Baremetal Playstation 1 is likely the only MIPS1 target anyone will ever use with LLVM, so we should do whatever makes sense there. I don't think it makes sense to theorycraft configurations that don't exist. (If MIPS1 Linux were a thing, it would probably do something like https://www.kernel.org/doc/Documentation/arm/kernel_user_helpers.txt .)

Tazdevil971 added a comment.EditedFeb 8 2023, 11:45 AM

Fair enough. Looking more in detail at Playstation 1 and 2, they both use cooperative multithreading so preemption is not an issue. So for these targets it doesn't really make a difference.

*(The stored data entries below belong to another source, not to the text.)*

PR #628, opened 2017-09-15
make it clear that the note is a regex, not a plain string

evgeni:
otherwise people might enter '[test]' and wonder why a '[test]' comment does not trigger a build.


omehegan:
Thanks, this is a good catch!

PR #632, opened 2017-09-26
Allow to decide on the change-set whether a build should be triggered in case of a push-/pipeline event

SourcePond:
There are cases where more than one job is necessary to build different parts of the same GIT-project. Suppose a multi-module project with an API- and an implementation module. In such a situation you may not want to build the API module in case when only the implementation module has been changed. Therefore, this pull-request introduces a new feature which makes it possible to specify an inclusion regex on a job (advanced configuration). If specified, the job will only be triggered via Web-Hook, when the change-set (add/modify/remove) contains at least one file which matches the specified regular expression. This means, you can specify for each module a job with a specific regex, and, an appropriate Web-Hook call on GitLab.

To achieve this, following changes had been made on the original code:

- Change the names of existing classes to more generic counterparts
- Introduced field "includeFilesRegex" on config page (advanced section)
- Introduced new factory method for file-filters
- Enhanced WebHookTriggerHandler::handle so it can retrieve the file-filter
- Implemented decision logic whether to start a job on AbstractWebHookTriggerHandler


omehegan:
@SourcePond can you resolve the merge conflicts here? Then please ping @Argelbargel and @mreichel for review. 

Actually, I want to add: I have not had a chance to look at the diff and won't have time myself just now, but can you ensure that a notice will be logged when the plugin does not trigger a build due to this feature (if you haven't already done that)? I just want to make sure we don't make it more difficult to debug since, "Why didn't the plugin trigger my build?" is one of the more common support requests we get. Thanks!

omehegan:
@SourcePond do you still want to try to get this merged?

SourcePond:
@omehegan I'm to busy to have a look at it right now; I may open a new pull request in near future.

PR #641, opened 2017-10-16
Added new hook events sent by Gitlab starting in 9.5.4

jaraujoduarte:
Since the 9.5.4 upgrade of Gitlab, when testing the hooks from the "integrations" section, the "X-Gitlab-Event" with the event description is sent in the form "xxx Event" (i.e. "Push Event") instead of the regular "xxx Hook", showing a 404 error on the Gitlab side when the hook is actually working as Gitlab does send "xxx Hook" kind of headers when the actual event is triggered.

Although it looks like a bug/inconsistency from Gitlab, this change extends the list of supported headers to overcome this inconsistency.


DieBauer:
Duplicate of #609?

omehegan:
Bug was fixed on GitLab side, see #608.

PR #649, opened 2017-10-26
Bugfix & Test for #648

Argelbargel:
Fixes #648. Sorry for the stupid mistake :-/

PR #650, opened 2017-10-26
Improved gitlab api autodetection

Argelbargel:
Based on the comments/suggestions from @bikebilly in #614 i've changed the order in which the apis are detected and improved the autodetection of the api-level so it does not require a restart of jeninks when the gitlab-instance used stops supporting v3.

This comes at a cost though:
- the code is not really easier to read (might improve, once we do not have support older jvm versions)
- if there really is an error (e.g. gitlab-project was deleted), we're re-trying to detect the api-level before acknowleding it's no use


omehegan:
@Argelbargel nice work :)

Since April of this year Jenkins has only supported Java 8. If we consider only supporting Java 7 or newer in the plugin, would that make your code any cleaner?

Argelbargel:
@omehegan: no, Java8's functional interfaces, method references and lambda expressions will make it a bit more concise (or rather: less verbose). But that'll have to wait some months or so.

omehegan:
@Argelbargel hmm, when I try to build this to release from my laptop, this new test fails:
```
    [ERROR] /Users/omehegan/source/gitlab-plugin/src/test/java/com/dabsquared/gitlabjenkins/gitlab/api/impl/ResteasyGitLabClientBuilderTest.java:[31,45] constructor ResteasyGitLabClientBuilder in class com.dabsquared.gitlabjenkins.gitlab.api.impl.ResteasyGitLabClientBuilder cannot be applied to given types;
      required: java.lang.String,int,java.lang.Class<? extends com.dabsquared.gitlabjenkins.gitlab.api.GitLabApi>
      found: java.lang.String,java.lang.Class<com.dabsquared.gitlabjenkins.gitlab.api.impl.V3GitLabApiProxy>
      reason: actual and formal argument lists differ in length
```

Argelbargel:
Oh. I'll look into it. You're using jdk6 to build?

omehegan:
@Argelbargel no: `java version "1.8.0_74"` On MacOS.

Argelbargel:
Ok. I can reproduce this. Funny enough, the unmerged head of this pr builds without the problem... Probably some change caused by the merge. I'll investigate

omehegan:
Cool, if you can get it fixed I will do a release today.

Argelbargel:
The problem is not directly caused by this pr but by #649. The new code from there does not yet know about the new constructor. Easily fixed. should i push to master or create another pr?

omehegan:
Just push to master.

Argelbargel:
Done. But you might want to hold off the release for tomorrow. I'll try to fix #652, look into #655 and review #653 tonight...

omehegan:
OK, I will hold off.

Argelbargel:
Hrmpf. Fixing #652 will take me a bit longer as i'll have to move the code selecting the correct merge-request-id to use into the api-implementation :-/

omehegan:

PR #653, opened 2017-10-31
Fix unsupported date format in merge request trigger

TheUbuntuGuy:
GitLab now submits new formats for dates on the MR trigger. This change prevents the plugin from crashing when receiving such a trigger from a new version of GitLab. Old formats are preserved for compatibility.


Argelbargel:
@omehegan: is ist possible to restart the checks without commiting to the pr's branch? if think, this should build now that i've fixed the compilation error

TheUbuntuGuy:
I just rebased the branch on the latest master which kicked off a test.

omehegan:

PR #656, opened 2017-11-02
Fixes #652

### LINKED ISSUE #652: 1.5.0 fails to accept merge requests when using the API V4
### Context
- **Gitlab plugin version**: 1.5.0
- **Gitlab version**: 9.5
- **Jenkins version**: 2.73.2

### Logs & Traces

```
Oct 30, 2017 2:22:40 PM
com.dabsquared.gitlabjenkins.publisher.GitLabAcceptMergeRequestPublisher
perform
SEVERE: Failed to accept merge request for project '8348'
javax.ws.rs.NotFoundException: HTTP 404 Not Found
```

### Problem description

We have the impression that when asking the plugin to use the V4 API, at the time of merging a merge request, the ID of the MR passed via the URL is the global one, making the request fail.

This looks correct in terms of how the URL is composed and the variables used:

```java

    @PUT
    @Produces(MediaType.APPLICATION_JSON)
    @Consumes(MediaType.APPLICATION_FORM_URLENCODED)
    @Path("/projects/{projectId}/merge_requests/{mergeRequestIid}/merge")
    @Override
    void acceptMergeRequest(@PathParam("projectId") Integer projectId,
                            @PathParam("mergeRequestIid") Integer mergeRequestIid,
                            @FormParam("merge_commit_message") String mergeCommitMessage,
                            @FormParam("should_remove_source_branch") boolean shouldRemoveSourceBranch);
```

However the value of ```mergeRequestIid``` is not the internal identifier but the global one. The GitLab logs kind of confirm this theory.

Could you please try to reproduce this behaviour?

Thanks.

Argelbargel:
This fixes #652. To fix this, i've had to change the public API of GitLabClient. The methods to accept a merge-request or create a note for a merge-request now require a MergeRequest object instead of project- and merge-request-id. The implementations of GitLabClient extract the proper id required by the api-calls. Furthermore GitLabClient is now just an interface which is implemented by the classes in the impl-package.
As this break api-compatiblity for users of the GitLabClient anyway, i've moved the interface GitLabApi so that GitLabClient is the sole interface known to clients outside of the plugin and we may change the internals without further breaking changes. Might be good to have @mreichel  or @christ66 to sign off on this, though ;-) 

Oh, and i changed GitLabRule so that implementation-classes do not have to check whether the jenkins-instance is already initialized (non-null) any longer.

### DIFF
--- a/src/main/java/com/dabsquared/gitlabjenkins/cause/CauseData.java
+++ b/src/main/java/com/dabsquared/gitlabjenkins/cause/CauseData.java
@@ -1,5 +1,6 @@
 package com.dabsquared.gitlabjenkins.cause;
 
+import com.dabsquared.gitlabjenkins.gitlab.api.model.MergeRequest;
 import hudson.markup.EscapedMarkupFormatter;
 import jenkins.model.Jenkins;
 import net.karneim.pojobuilder.GeneratePojoBuilder;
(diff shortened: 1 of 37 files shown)


mreichel (commented):
It seems to be working fine and I don't know how to fix the bug without changing the api, so I think we have to go with breaking compatibility

omehegan:

PR #659, opened 2017-11-06
Trigger builds when MR is approved

jakub-bochenski:
The builds are not triggered because parsing of the action field fails.

I can't find this field being actually read anywhere,  hence no automated tests.

I verified manually that this works using our staging Jenkins instance and gitlab  10.0.4-ee


marcinmantke:
Is there any ETA when this will be merged and released?

omehegan:
Thanks!

omehegan:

brad added a comment.Mar 7 2023, 11:32 PM

Just wanted to point out this recent github bug report..

https://github.com/llvm/llvm-project/issues/61166

In fact, I don't think that it is a good idea to support MIPS I with degrading the performance of MIPS2+.

In fact, here we have more than 1 problems:

  1. clang --target=mips-gnu-linux -march=mips1 fails due to lack of sync https://github.com/llvm/llvm-project/issues/61166
  1. float instructions are always emit even +softfloat option is given.
  1. ./bin/llc -global-isel -mtriple=mips64el-linux-gnu -verify-machineinstrs ../llvm/test/CodeGen/Mips/GlobalISel/llvm-ir/load_atomic.ll -o - always fails.

To work with MIPS1, I guess

if (!Subtarget.hasMips2())
  setMaxAtomicSizeInBitsSupported(0);

Should be enough.

brad updated this revision to Diff 540614.Jul 14 2023, 7:05 PM
efriedma accepted this revision.Jul 14 2023, 7:30 PM

LGTM. (I was sort of hoping for someone with Mips expertise to show up to approve this, but lacking that, I don't see any issues here.)

This revision is now accepted and ready to land.Jul 14 2023, 7:30 PM
This comment was removed by wzssyqa.
This comment was removed by wzssyqa.
wzssyqa added a comment.EditedJul 15 2023, 3:03 AM

Sorry. It is my fault. With some dig, I know that some microarchitectures may split one ldc1/sdc1 to 2 micro-ops.
Thus we cannot be sure that it is atomic.

So, I agree with Brad's patch now.

Maybe, in future we can determine which core won't split it.

This revision was landed with ongoing or failed builds.Jul 15 2023, 2:29 PM
This revision was automatically updated to reflect the committed changes.